[Collected data entries]
★ ★ ★
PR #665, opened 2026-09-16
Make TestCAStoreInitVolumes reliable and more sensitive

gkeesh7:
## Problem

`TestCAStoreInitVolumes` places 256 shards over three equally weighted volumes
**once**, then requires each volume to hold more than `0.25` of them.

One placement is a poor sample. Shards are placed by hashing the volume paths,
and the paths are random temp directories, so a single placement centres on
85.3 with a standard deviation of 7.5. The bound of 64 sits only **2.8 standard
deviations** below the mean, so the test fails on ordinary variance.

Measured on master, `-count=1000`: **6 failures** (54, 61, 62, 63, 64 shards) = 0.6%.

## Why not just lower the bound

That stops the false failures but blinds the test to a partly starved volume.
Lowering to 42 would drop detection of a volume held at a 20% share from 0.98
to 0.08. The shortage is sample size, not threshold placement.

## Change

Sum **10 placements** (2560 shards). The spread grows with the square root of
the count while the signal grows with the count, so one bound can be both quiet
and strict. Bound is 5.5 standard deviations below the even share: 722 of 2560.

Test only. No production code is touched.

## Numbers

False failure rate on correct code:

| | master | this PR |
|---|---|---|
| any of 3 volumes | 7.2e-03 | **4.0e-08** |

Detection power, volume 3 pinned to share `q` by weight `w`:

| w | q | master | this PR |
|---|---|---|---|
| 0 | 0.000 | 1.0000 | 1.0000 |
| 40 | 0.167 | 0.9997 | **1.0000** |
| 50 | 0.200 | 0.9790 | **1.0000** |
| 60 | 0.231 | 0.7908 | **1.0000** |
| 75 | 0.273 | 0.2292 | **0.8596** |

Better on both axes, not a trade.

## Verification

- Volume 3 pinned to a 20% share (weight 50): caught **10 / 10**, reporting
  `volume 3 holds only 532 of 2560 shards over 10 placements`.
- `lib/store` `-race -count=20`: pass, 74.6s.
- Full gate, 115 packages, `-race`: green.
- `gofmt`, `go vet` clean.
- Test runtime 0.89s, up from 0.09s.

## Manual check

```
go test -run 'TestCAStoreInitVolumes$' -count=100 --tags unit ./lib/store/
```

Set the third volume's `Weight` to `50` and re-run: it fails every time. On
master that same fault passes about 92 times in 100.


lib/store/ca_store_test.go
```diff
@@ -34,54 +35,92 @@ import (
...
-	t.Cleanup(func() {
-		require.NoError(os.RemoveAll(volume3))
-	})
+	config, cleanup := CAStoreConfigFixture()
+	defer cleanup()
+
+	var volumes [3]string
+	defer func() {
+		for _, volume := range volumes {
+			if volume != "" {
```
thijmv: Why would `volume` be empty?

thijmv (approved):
★ ★ ★
Could you set down, word for word, only the lines above from the line with "shards) = 0.6%." to the line with "Lowering to 42", including both?

Measured on master, `-count=1000`: **6 failures** (54, 61, 62, 63, 64 shards) = 0.6%.

## Why not just lower the bound

That stops the false failures but blinds the test to a partly starved volume.
Lowering to 42 would drop detection of a volume held at a 20% share from 0.98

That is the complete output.